A pivotal aspect of the paper explores how varying LoRA ranks affect susceptibility to spurious tokens. Under light SSTI conditions, increased LoRA rank amplifies model vulnerability, with larger rank configurations leading to a more pronounced reliance on injected tokens. Conversely, under aggressive SSTI, higher ranks paradoxically afford greater robustness, allowing models to attend to non-spurious tokens amidst extensive dataset corruption. This dual behavior highlights the non-linear relationship between model capacity and resilience, presenting a nuanced perspective on LoRA's trade-offs between efficiency and robustness.

Expanding the Analysis

Through extensive experiments across diverse datasets and model configurations, including Snowflake Arctic, Apple OpenELM, and Meta LLaMA-3, the analysis consistently shows that SSTI can manipulate model behavior independent of token placement and type. Additionally, variations in model size and training duration fail to mitigate SSTI's influence, underscoring the pervasive nature of this vulnerability. This comprehensive approach accentuates the broader applicability of the findings and calls for more robust mechanisms to guard against these pitfalls.

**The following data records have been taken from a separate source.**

PR #1734, opened 2020-02-19
FileStorage.save with file-like objects

### LINKED ISSUE #1733: Change in 1.0.0 to add pathlib support for `.save()` breaks usage of `io.BytesIO`
## Versions

* Python 3.7
* Werkzeug 1.0.0 (from PyPI)

## Report

The addition of pathlib support to `.save()` from #1654 breaks the the ability to pass `io.BytesIO` objects to `.save()`.

Previous behavior: Saving to an `io.BytesIO` object worked as expected.
Behavior in 1.0.0: An exception is thrown in `fspath()`.

```
  File "/app/main.py", line 310, in extract_metadata
    files['metadata'].save(metadata_io)
  File "/app/.venv/lib/python3.7/site-packages/werkzeug/datastructures.py", line 3061, in save
    dst = fspath(dst)
TypeError: expected str, bytes or os.PathLike object, not _io.BytesIO
```

alexa-infra:
Fixes #1733

### DIFF
--- a/src/werkzeug/datastructures.py
+++ b/src/werkzeug/datastructures.py
@@ -3058,7 +3058,9 @@ class FileStorage(object):
         from shutil import copyfileobj
 
         close_dst = False
-        dst = fspath(dst)
+
+        if hasattr(dst, "__fspath__"):
+            dst = fspath(dst)
 
         if isinstance(dst, string_types):
             dst = open(dst, "wb")
--- a/CHANGES.rst
+++ b/CHANGES.rst
@@ -14,6 +14,8 @@ Unreleased
     :issue:`1739`
 -   Fix missing local variables in interactive debugger console.
     :issue:`1746`
+-   Fix passing file-like objects like ``io.BytesIO`` to
+    ``FileStorage.save``. :issue:`1733`
 
 
 Version 1.0.0
--- a/tests/test_datastructures.py
+++ b/tests/test_datastructures.py
@@ -1243,6 +1243,20 @@ class TestFileStorage(object):
         storage.save(dst)
         assert dst.read_text() == "test"
 
+    def test_save_to_bytes_io(self):
+        storage = self.storage_class(io.BytesIO(b"one\ntwo"))
+        dst = io.BytesIO()
+        storage.save(dst)
+        assert dst.getvalue() == b"one\ntwo"
+
+    def test_save_to_file(self, tmp_path):
+        path = tmp_path / "file.data"
+        storage = self.storage_class(io.BytesIO(b"one\ntwo"))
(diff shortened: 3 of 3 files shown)


src/werkzeug/datastructures.py
```diff
@@ -3058,7 +3058,9 @@ def save(self, dst, buffer_size=16384):
         from shutil import copyfileobj
 
         close_dst = False
-        dst = fspath(dst)
+
+        if hasattr(dst, "__fspath__"):
```
pgjones: I think this would be better written as `if isinstance(dst, os.PathLike)` in this context.

alexa-infra: @pgjones `hasattr(path, "__fspath__")` is backward compatible, it would work for <Py 3.6 (if there is no PathLike)

pgjones: Ah yea

davidism: This breaks support for `pathlib` in Python 3.6, which doesn't have the `__fspath__` API yet.

alexa-infra: @davidism  both `PathLike` and `fspath` were introduced in 3.6 (per PEP 519), and `PathLike` has `__fspath__`, or I'm missing something?

davidism: You're right, I meant < 3.6. 1.0.x supports 3.5 still.

alexa-infra: There shouldn't be problems with 3.5 too - if there is no `__fspath__` attribute, then `fspath` is not touched and it goes to the original logic: check string types etc..

davidism: But there are `Path` objects in 3.5, they just don't have `__fspath__`. That's why we have the `_compat.fspath` function.

davidism: I'm fine with just saying "pathlib is only supported on 3.6+", and the whole thing goes away once we drop Python < 3.6. Just want to be clear on what's intended.

alexa-infra: Ah, you mean `pathlib` objects.. But I don't see how current `_compat.fspath` implementation supports `pathlib` objects prior 3.6. IMO to make them really work for < 3.6 it's needed to add something like `if isinstance(dst, pathlib.PurePath): dst = dst.open('wb')` in `save` method, right?

davidism: I had assumed our compat was doing `str(path)` on things that didn't have `__fspath__`, but it's not. So I guess I already had this conversation and came to the same conclusion of not supporting 3.5's pathlib in the first place.

PR #1743, opened 2020-03-02
Add missing documentation about None return type.

Dreamsorcerer:
The documentation misses valuable information about the default return types for user agent.

From the documentation it is unclear if the attributes exist, are None or are empty strings when the user agent is not recognised.


Dreamsorcerer:
Don't think the failing test has anything to do with these changes.

PR #1747, opened 2020-03-11
Add pytest-timeout to dev dependencies

zgoda:
Without that the method of running basic tests suggested in CONTRIBUTING
guide fails with error (pytest config turns all warnings into errors and
there is an unregistered marker).

### DIFF
--- a/.gitignore
+++ b/.gitignore
@@ -21,3 +21,4 @@ test_uwsgi_failed
 .idea
 .pytest_cache/
 venv/
+.vscode
--- a/.gitignore
+++ b/.gitignore
@@ -21,4 +21,3 @@ test_uwsgi_failed
 .idea
 .pytest_cache/
 venv/
-.vscode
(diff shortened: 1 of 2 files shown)


zgoda:
The test failure seems to be unrelated?!

.gitignore
```diff
@@ -21,3 +21,4 @@ test_uwsgi_failed
 .idea
 .pytest_cache/
 venv/
+.vscode
```
pgjones: Is this intentional?

pgjones:
Will merge if the .gitignore change is removed or given its own commit.

.gitignore
zgoda: Yes but if you insist I will stop using VSCode and switch to Pycharm.

davidism:
I knew this seemed familiar: it was already merged into 1.0.x in #1726. I just haven't merged 1.0.x into master since then. Closing this in favor of that. Sorry for the confusion!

Attention Entropy as a Diagnostic Tool

The paper introduces attention entropy as a promising diagnostic measure to detect SSTI vulnerabilities. By analyzing attention distributions, researchers can observe how spurious tokens lead to decreased entropy, suggesting a model's over-reliance on injected shortcuts. This practical tool adds a layer of transparency, allowing for the empirical evaluation of dataset-integrity and model-awareness pre-deployment.

Implications and Future Directions

The revelations from this paper urge the AI community to re-evaluate the current methodologies governing PEFT and model fine-tuning, emphasizing the importance of ensuring data cleanliness and implementing safeguards against manipulation. The potential for expanded research is vast, particularly in generative settings where distinction between signal and noise is inherently challenging. Finally, the paper suggests that vulnerabilities may also arise during pretraining, as actors could embed triggers within models, potentially altering behavior post-finetuning.

Conclusion

Overall, this investigation serves as a sobering reminder of the latent vulnerabilities in efficiency-oriented adaptation methods such as LoRA, promoting a comprehensive and cautious approach to PEFT. By harnessing insights from this paper, researchers can drive forward advancements in AI robustness, paving the way for more secure, reliable, and ethically-conscious model architectures in the future.